Non-Performing Assets
(Unaudited)
(In thousands) 31-Dec-16 30-Sep-16 31-Dec-15
Total non-performing loans held-in-portfolio, excluding covered loans $557,915 $579,325 $601,799
Non-performing loans held-for-sale - - 45,169
Other real estate owned ('OREO'), excluding covered OREO 180,445 184,828 155,231
Total non-performing assets, excluding covered assets 738,360 764,153 802,199
Covered loans and OREO 36,044 41,211 40,571
Total non-performing assets $774,404 $805,364 $842,770
Net charge-offs for the quarter (excluding covered loans) $56,216 $35,140 $82,870
Ratios (excluding covered loans):
Non-covered loans held-in-portfolio $22,773,747 $22,595,972 $22,346,115
Non-performing loans held-in-portfolio to loans held-in-portfolio 2.45% 2.56% 2.69%
Allowance for loan losses to loans held-in-portfolio 2.24 2.33 2.25
Allowance for loan losses to non-performing loans, excluding loans held-for-sale 91.47 90.73 83.57
Refer to Table H for additional information.
Provision for Loan Losses
(Unaudited) Quarters ended Years ended
(In thousands) 31-Dec-16 30-Sep-16 31-Dec-15 31-Dec-16 31-Dec-15
Provision for loan losses:
BPPR $37,357 $36,281 $55,635 $155,860 $216,832
BPNA 3,567 6,313 2,076 15,266 626
Total provision for loan losses - non-covered loans $40,924 $42,594 $57,711 $171,126 $217,458
Provision (reversal) for loan losses - covered loans 441 750 820 (1,110) 24,020
Total provision for loan losses $41,365 $43,344 $58,531 $170,016 $241,478
Credit Quality by Segment
(Unaudited)
(In thousands) Quarters ended
BPPR 31-Dec-16 30-Sep-16 31-Dec-15
Provision for loan losses $37,357 $36,281 $55,635
Net charge-offs 53,416 32,959 82,011
Total non-performing loans held-in-portfolio, excluding covered loans 532,508 551,238 574,834
Allowance / non-covered loans held-in-portfolio 2.73% 2.80% 2.67%
Quarters ended
BPNA 31-Dec-16 30-Sep-16 31-Dec-15
Provision for loan losses $3,567 $6,313 $2,076
Net charge-offs 2,800 2,181 859
Total non-performing loans held-in-portfolio 25,407 28,087 26,965
Allowance / non-covered loans held-in-portfolio 0.75% 0.78% 0.69%
Financial Condition Highlights
(Unaudited)
(In thousands) 31-Dec-16 30-Sep-16 31-Dec-15
Cash and money market investments $3,252,611 $4,314,040 $2,543,766
Trading and investment securities 8,535,530 7,968,004 6,407,802
Loans not covered under loss-sharing agreements with the FDIC 22,773,747 22,595,972 22,346,115
Loans covered under loss-sharing agreements with the FDIC 572,878 588,211 646,115
Total assets 38,661,609 39,054,296 35,761,733
Deposits 30,496,224 30,327,045 27,209,723
Borrowings 2,055,477 2,364,984 2,425,853
Liabilities from discontinued operations - 1,815 1,815
Total liabilities 33,463,652 33,673,901 30,656,409
Stockholders' equity 5,197,957 5,380,395 5,105,324

Total assets decreased by $0.4 billion from the third quarter of 2016 driven by:

  • A decrease of $1.1 billion in money market investments mainly at BPPR due to the deployment of liquidity into longer termed investment securities; and
  • A decrease of $83.1 million in the FDIC loss-share asset due mainly to the $81.3 million write-down related to the review board's denial of BPPR's claim in connection with arbitration proceedings with the FDIC during the fourth quarter of 2016. Refer to Table O for further details.

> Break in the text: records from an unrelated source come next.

PR #4219, opened 2024-11-09
Fix AFTER_SETUP event not being able to render

### LINKED ISSUE #4195: WorldRenderEvents.AFTER_SETUP fires immediately before a glClear() preventing rendering in MC 1.21.3
Minecraft added a `glClear` call right after the `WorldRenderEvents.AFTER_SETUP` call is fired, preventing any rendering from happening during that event.

This is a blocking issue for Distant Horizons since the next event in the stack `BEFORE_ENTITIES` is fired too late in Minecraft's rendering pipeline (I need to draw into the skybox).
If this is expected behavior moving forward please let me know so I can look into other solutions, thanks!

### Previous behavior: MC 1.21.1 
Fabric API `0.107.0+1.21.1`

**Final Frame:**
image

**Render Doc OpenGL event list:**
image

------

### New behavior: MC 1.21.3
Fabric API `0.107.0+1.21.3`

**Final Frame:**
image

**Render Doc OpenGL event list:**
image

-----

Here are render doc snapshots of both Minecraft versions in case you want to look closer:
[render dock snapshots.zip](https://github.com/user-attachments/files/17564672/render.dock.snapshots.zip)

JustRed23:
Due to 1.21.2 changing the way how level rendering works, adding a `RenderSystem.clear` after the `AFTER_SETUP` event, rendering is not possible with this event, so I moved the event to a later point after the clear call but before the terrain rendering

### DIFF
--- a/fabric-rendering-v1/src/client/java/net/fabricmc/fabric/api/client/rendering/v1/WorldRenderEvents.java
+++ b/fabric-rendering-v1/src/client/java/net/fabricmc/fabric/api/client/rendering/v1/WorldRenderEvents.java
@@ -69,6 +69,8 @@ public final class WorldRenderEvents {
 	 * identified and rebuilt but before chunks are uploaded to GPU.
 	 *
 	 * <p>Use for setup of state that depends on view frustum.
+	 *
+	 * <b>Can NOT be used to render anything after MC 1.21.2 due to a glClear call, use {@link WorldRenderEvents#BEFORE_TERRAIN} instead.
 	 */
 	public static final Event<AfterSetup> AFTER_SETUP = EventFactory.createArrayBacked(AfterSetup.class, context -> { }, callbacks -> context -> {
 		for (final AfterSetup callback : callbacks) {
--- a/fabric-rendering-v1/src/client/java/net/fabricmc/fabric/api/client/rendering/v1/WorldRenderEvents.java
+++ b/fabric-rendering-v1/src/client/java/net/fabricmc/fabric/api/client/rendering/v1/WorldRenderEvents.java
@@ -70,7 +70,7 @@ public final class WorldRenderEvents {
 	 *
 	 * <p>Use for setup of state that depends on view frustum.
 	 *
-	 * <b>Can NOT be used to render anything after MC 1.21.2 due to a glClear call, use {@link WorldRenderEvents#BEFORE_TERRAIN} instead.
+	 * <b>Can NOT be used to render anything after MC 1.21.2 due to a glClear call, use {@link WorldRenderEvents#BEFORE_TERRAIN} instead.</b>
 	 */
 	public static final Event<AfterSetup> AFTER_SETUP = EventFactory.createArrayBacked(AfterSetup.class, context -> { }, callbacks -> context -> {
 		for (final AfterSetup callback : callbacks) {
--- a/fabric-rendering-v1/src/client/java/net/fabricmc/fabric/api/client/rendering/v1/WorldRenderEvents.java
+++ b/fabric-rendering-v1/src/client/java/net/fabricmc/fabric/api/client/rendering/v1/WorldRenderEvents.java
@@ -264,11 +264,6 @@ public final class WorldRenderEvents {
 	}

These negative variances were partially offset by:

  • An increase of $0.6 billion in investment securities available-for-sale mainly at BPPR due to purchases of U.S Treasury securities and mortgage-backed agency pools; and
  • A net increase of $0.2 billion in non-covered loans held-in-portfolio mainly driven by growth in the commercial portfolio at BPNA by $0.3 billion, partially offset by lower balances of consumer, residential mortgage, and commercial loans at BPPR by $0.1 billion.

Total liabilities decreased by $0.2 billion from the third quarter of 2016, principally driven by:

  • A decrease of $0.3 billion in federal funds purchased and assets sold under agreements to repurchase mainly due to a net decrease in repurchase agreements principally at BPPR; and
  • A decrease of $68.1 million in other liabilities primarily due to a reduction in the liability for GNMA loans with a repurchase option due to higher repurchase activity during the fourth quarter, partially offset by the impact on the true-up payment obligation related to the adverse portfolio sales arbitration award and other commercial loss share agreement adjustments and the pre-tax adjustment of pension and postretirement benefit plans.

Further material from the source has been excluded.